2016; targets, goals and optimism of a fitness blogger

I have never really been one for writing down goals and targets, largely because I hate the accountability :-) but this year, 2016, I thought I would give it a go.

Here are my top line goals for 2016:

1. Get down to below 80kg. The ideal target is 76kg.

2. Jog 4 miles none-stop

3. Try a sport I have never tried before

Here are the explanation behind them all.

1. Get down to 80kg or below, ideally, 76kg.

In the three years since I have started trying to get more fit I have always had the goal of getting under 80kg but I have never made it. This year, I want to try and give it a really good crack. The closest I have got is a diet competition where I got the 82kg but I was doing some unhealthy stuff to get there. This time I want to try and do it properly and most importantly, in a sustainable way.

I started 2016 at around 88kg, post Christmas, but I probably floated between 83-88kg throughout all of 2015. I know what I am doing wrong, it is alcohol intake and poor diet. When you think that I train 5 days a week, sometimes twice a day, it is not the exercise that is going wrong, it is the diet and drink.

I have the same excuses as everyone; I work away lots so I drink too much and eat badly in hotels and alike. Part of idea number one, or I guess, sub-target number one, to try and jog more when away. Hotel gym are generally rubbish, I should get out more and try jogging in the cities that I visit. Would be a great way to see the places I am travelling to, but also helps with goal two, jogging.

2. Jog none-stop for 4 miles

I hate running, i mean, really hate it. I don’t “hate” much in life but running/jogging, I really do hate. Being completely honest I can barely jog for longer than 2 or three mins. It is not because I am going flat out, it is simply that I think I have poor stamina. Even when i was fairly fit as a kid, playing football at a decent level, I could not run long distances. Someone I know mentioned I should get tested to see if I have the endurance gene but I think this would just give me an excuse and a cop-out.

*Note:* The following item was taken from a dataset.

PR #638, opened 2024-02-29
feat(challenge 47): typescript enums vs union types

svenson95:
New typescript challenge as discussed in this [PR](https://github.com/tomalaforge/angular-challenges/pull/603#discussion_r1498261040).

I have a 4mile circuit around the countryside where I live, in 2016, I would like to jog this none-stop. At the min I am doing the circuit in 1hr, best time. To get started towards this goal in 2016 and to help get rid of Xmas excess in a quicker way, I have started my gym sessions by jogging for 2 miles. I am doing this in intervals, 45 seconds of fast running, one min of walking/recovery, although I start by running/jogging for as long as I can and this is usually 2-3mins. I really get annoyed at myself for not being able to run/jog more. When I think of all I have achieved in the last three years it really annoys me that I cannot get this jogging nailed. Just goes to show, nothing is easy.

3. Try a new sport

I am not going to commit to what the new sport will be, there are a few options on the table at the min. One of the best things that has happened to me in the last few years has been taking up boxing. Don’t get me wrong, I have only had a few actual full-on sparring sessions and it has mainly be pad-work and technique so far but one of my life’s regrets will be that I did not get into the sport earlier. That has made me think “what else am I missing”. I have a few ideas and I hope to try a few new sports and go from there.

Overall, I have tried to keep my targets and goals fairly achievable. It is all about baby-steps. Let’s not forget, my original goal at the start of all this was to get in shape for a one-off football comeback and to not be the fattest dad when in the pool on holiday!